Content starts
PR #641, opened 2023-05-01
sigstore: fix `detect_credential` signature

woodruffw:
This API accidentally gained a parameter in a point release, which is both a semver breakage and strictly unnecessary (since the parameter is an invariant).


woodruffw:
CC @lukpueh

di (approved):
Good catch.

woodruffw:
> Good catch.

All credit goes to @lukpueh!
Content ends
■ **Activity**
Write the records out once more, exactly as shown.

■ **Response area**
PR #641, opened 2023-05-01
sigstore: fix `detect_credential` signature

woodruffw:
This API accidentally gained a parameter in a point release, which is both a semver breakage and strictly unnecessary (since the parameter is an invariant).


woodruffw:
CC @lukpueh

di (approved):
Good catch.

woodruffw:
> Good catch.

All credit goes to @lukpueh!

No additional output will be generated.